In Cummings, for the first time, the court ruled that damages for emotional distress could not be recovered under antidiscrimination laws, unless Congress explicitly authorizes such damages. In the health care context, that functionally means that many people who are discriminated against when they receive medical services from a provider who accepts federal funds will have no ability to recover damages.

That’s because, for many of the petty acts of bigotry, emotional distress is the harm. Humiliation, anxiety, embarrassment is the goal, the point of the bigotry itself. Telling a blind and deaf woman to pantomime her questions about her own health care does not cost her money. It costs her dignity. That’s what the bigots charged her.

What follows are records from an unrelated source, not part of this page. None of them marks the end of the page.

PR #594, opened 2021-08-28
Update AudioInputVFControl component to fix Voice Focus related issue

jing-chen1:
**Issue #:** N/A

**Description of changes:**
* Set `meetingManager.selectedAudioInputDevice` as the default value of `device` in `AudioInputVFControl`. So the default device won't be `none` when user joins the meeting.
* Add `devices.length` as dependency of `useEffect()`, so the dropdown list of microphone would be updated when the devices change.

**Testing**

2. How did you test these changes? 1) User joins the meeting by entering pin and name 2) User enter the meeting, the `Default` option is selected in Mic drop down in the meeting controls instead of `None` 3) User connects audio device in the middle of the meeting 4) Audio devices are updated properly in the meeting


ltrung:
Need better PR description. QA issue does not make sense in this context and can be removed.

   - User joins the meeting with 'None' option selected as default in Mic Drop-down -> what the expected behavior ?
   - Audio device to be update under microphone option when user connects external audio in middle of the meeting -> what is the previous issue?

devalevenkatesh (approved):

Meanwhile, for larger and more systematic acts of discrimination, the harm cannot be given a precise pecuniary number. I cannot tell you how much it “costs” me every time a white doctor won’t take my complaints seriously. I can only tell you that I almost died in my 20s because two different white doctors prescribed me Icy Hot for a pain on my side, and it took my own stubbornness and a third, miraculous doctor to correctly diagnose that my gall bladder had died inside me and schedule me for emergency surgery. What are my monetary damages for that, beyond the cost of the ambulance?

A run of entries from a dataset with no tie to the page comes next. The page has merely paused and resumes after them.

Issue #605, opened 2021-09-02
The `audioVideoDidStop()` callback is not called when meeting has ended/failed


amardeep24:
### What happened and what did you expect to happen?

The `MeetingManager.audioVideo.addObserver()` method accepts an `AudioVideoObserver` implementation, which has a callback `audioVideoDidStop()`. This callback should have been called when the meeting has been ended or the meeting failed due to network disruption.

### Have you reviewed our existing documentation?

- [x] Amazon Chime SDK for JavaScript GitHub [issues](https://github.com/aws/amazon-chime-sdk-js/issues)
- [X] Amazon Chime SDK React Components Library GitHub [issues](https://github.com/aws/amazon-chime-sdk-component-library-react/issues)
- [X] Storybook [documentation](https://aws.github.io/amazon-chime-sdk-component-library-react/?path=/story/introduction--page)
- [X] README [page](https://github.com/aws/amazon-chime-sdk-component-library-react#readme)
- [X] How-to [documentation](https://aws.github.io/amazon-chime-sdk-component-library-react/?path=/story/how-tos--page)
- [X] React SDK meeting [demo](https://github.com/aws/amazon-chime-sdk-component-library-react/tree/master/demo/meeting#readme---react-meeting-demo)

But Chief Justice John Roberts, writing for the 6-3 majority, comes to the extraordinary conclusion that pecuniary damages are the only damages that can be recovered by victims of discrimination under the ACA or Rehabilitation Act. He does this by twisting a perfectly good, 20-year-old Supreme Court precedent into something gross and obtuse. In 2002, a unanimous Supreme Court ruled in Barnes v. Gorman that punitive damages could not be recovered under the Rehabilitation Act or the Americans with Disabilities Act. That case made sense, more or less, because these kinds of civil rights cases are treated like breach of contract cases (there’s an implied contract between the medical provider and the federal government it’s getting money from) and punitive damages are not usually awarded in breach-of-contract cases.

In contrast, damages for emotional distress are routinely awarded in civil contract cases. In Cummings, Roberts waves his pen around while figuratively shouting “hocus pocus” as he tries to recast Barnes as a case that allows for only one kind of damages (monetary) as opposed to a case that excludes only one type of damages (punitive).

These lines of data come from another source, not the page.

PR #618, opened 2021-09-16
Add LoggerProvider and useLogger components

devalevenkatesh:
**Issue #:** 

**Description of changes:**
- Add `LoggerProvider` and `useLogger` components to enable logging from
component library.
- Update existing console log to use logger from `useLogger` hook.
- Add relevant documentation.

**Testing**

2. How did you test these changes? Tested by using the new `LoggerProvider` in the react meeting demo app.
2.1 Wrapped the existing tree in [here](https://github.com/aws-samples/amazon-chime-sdk/blob/main/apps/meeting/src/app.tsx#L26-L55) like below and checked logs appeared as expected.
```js
import {
  ...,
LoggerProvider
} from 'amazon-chime-sdk-component-library-react';

const App: FC = () => (
  <Router>
    <LoggerProvider>
      <AppStateProvider>
        ...
            <VoiceFocusProvider>
              <MeetingProvider {...meetingConfig}>
                <NavigationProvider>
                  <Switch>
                    <Route exact path={routes.HOME} component={Home} />
                    <Route path={routes.DEVICE}>
                      <NoMeetingRedirect>
                        <DeviceSetup />
                      </NoMeetingRedirect>
                    </Route>
                    <Route path={routes.MEETING}>
                      <NoMeetingRedirect>
                        <MeetingModeSelector />
                      </NoMeetingRedirect>
                    </Route>
                  </Switch>
                </NavigationProvider>
              </MeetingProvider>
            </VoiceFocusProvider>
          ...
      </AppStateProvider>
    </LoggerProvider>
  </Router>
);
```

3. If you made changes to the component library, have you provided corresponding documentation changes? Yes.


src/providers/LoggerProvider/index.tsx
```diff
@@ -0,0 +1,37 @@
...
+interface Props {
+  /**
+   * Represents [LogLevel](https://aws.github.io/amazon-chime-sdk-js/enums/loglevel.html) to determine how verbose the logging should be.
+   */
+  logLevel?: LogLevel;
+  
+  /**
+   * This name will be used as a prefix when we log statements.
+   */
+  name?: string;
```
ltrung, line 19: I thought we would do multiLogger. I think that is important since that is how customer store logs and send to us right?

src/providers/LoggerProvider/docs/LoggerProvider.stories.mdx
```diff
@@ -0,0 +1,105 @@
+import { Props } from '@storybook/addon-docs/blocks';
+import { LoggerProvider } from '../';
+
+<Meta title="SDK Providers/LoggerProvider" />
+
+# LoggerProvider
+
+The `LoggerProvider` provides a `Logger` to log component state changes and lifecycle events such as mounting and unmounting.
```
ltrung, line 8: Should we just have one guide for both LoggerProvider and useLogger since they are supposed to be used together right?

devalevenkatesh: Yeah, we have generally followed a pattern and have documentation for both. But it looks like most of the documentation repeats and is not required. I have deleted the `useLogger` story and have updated the `LoggerProvider` story.

src/providers/LoggerProvider/index.tsx
devalevenkatesh: So we have two routes:
1. Get POSTLogger config but for that builders must pass `MeetingSessionConfiguration` as well and then only we can create a `MultiLogger`.
2. Provide a `Logger` prop and let builders pass any class implementing `Logger` interface, but if not provided we fall back to `ConsoleLogger` which itself can be customize with a `name` and `LogLevel`.

I have went with option 2 as anyhow I think we would have to provide the `Logger` prop to let builders pass their own prop. I have provided a usage example as well on how to provide a custom logger.

ltrung: So in the case of multiLogger where they post logs to CloudWatch, how would they have both React and meeting post to the same log group then? Will they have to create one Logger and pass to post the `MeetingProvider` and `LoggerProvider`?
You will need to do that with the react meeting demo right?

devalevenkatesh: Yes, they have to create and pass to both the MeetingProvider and LoggerProvider. We want to make `LoggerProvider `completely independent from any meeting specific configuration hence we discussed to only support `ConsoleLogger` initially as constructing the POSTLogger needs the meeting session configuration.

devalevenkatesh: The POST logging IMO can be completely dropped until we support creating the `MeetingSessionConfiguration` before calling the `meetingManager.join()` then only we could log to same group. Also, the POST logger taking the meetingSessionConfiguration will still have the same attendeeId and meetingId as it would be created from the same CreateAttendee and CreateMeeting responses but it is not a good way I think.

devalevenkatesh:
Closing this PR since currently we could only add console logging even with using Logger provider if we are use JS SDK's POSTLogging which is actually beneficial than adding the logger with just simple ConsoleLogger.

PR #620, opened 2021-09-21
Fix the issue that Amazon Voice Focus does not get applied on new devices in the middle of meeting

jing-chen1:

**Description of changes:**
1. This issue only happens in Chrome, since only Chrome have the `default` device. If user selects a specific device or uses other browser such as Safari/FireFox, the current device won't be changed to the new device automatically which is expected.
2. The issue only happens when the new device is AirPods, since only AirPods have two steps to be the current device. When you open the container, AirPods will be shown in the device dropdown list; When you put AirPods on your ears, the current device will be set to AirPods automatically. However, the VF dropdown list only gets updated at the first step, since the length of available devices changes, and it won't be updated at the second step, since no dependencies change in this [useEffect](https://github.com/aws/amazon-chime-sdk-component-library-react/blob/master/src/components/sdk/MeetingControls/AudioInputVFControl.tsx#L119). The `selectedDevice` is still `default`.    

Fix: `devices[0]` stands for the default device in Chrome, so we can add `devices[0].label` as a dependency, since although the `selectedDevice`(`devices[0].deviceId`) keeps the same(`default`), but `devices[0].label` will change when a new device is set to the default device.

**Testing**

2. How did you test these changes? 1.Join the meeting in Chrome 2.Keep the default device as audio input 3.Enable Amazon Voice Focus 4.Apply a new audio device (AirPods) in the middle of meeting 5.Current audio device switches to AirPods voice focus transform device.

But Stephen Breyer, who is old enough to have been part of the unanimous court that decided Barnes, was having none of it. In his dissent, Breyer tells Roberts he’s gotten Barnes wrong and, more important, has created a legal “anomaly” (which is a nice way of saying that Roberts has done something illogical) where there was none before. That’s because there are some areas where Congress specifies that emotional damages are recoverable, and those instances are legally and morally indistinguishable from areas where it hasn’t.

For instance, Title VII of the Civil Rights Act, which prohibits employer discrimination on the basis of race or sex, says that employees can recover damages for “personal humiliation and mental anguish”—which is to say, emotional distress. But Title IX of the same act, which prohibits educational institutions from discrimination on the basis of race or sex, does not contain the same language. The ACA, while outlawing discrimination, also didn’t specifically mention mental anguish. Therefore, according to Roberts, emotional distress is a thing if your coworker is bigoted toward you, but not your professor. You can get emotional damages if your boss sexually harasses you, but not your doctor.

You can’t make that make sense. As Breyer put it: “It is difficult to square the court’s holding with the basic purposes that antidiscrimination laws seek to serve. One such purpose, as I have mentioned, is to vindicate ‘human dignity and not mere economics.’”

But this court, this conservative-controlled court of injustice, does not care about such soft concepts like “human dignity” or logical consistency. This is a MAGA court. This is the “fuck your feelings” court. This court just gave entire industries carte blanche to discriminate, so long as the bigots are smart enough to cause only internal injuries.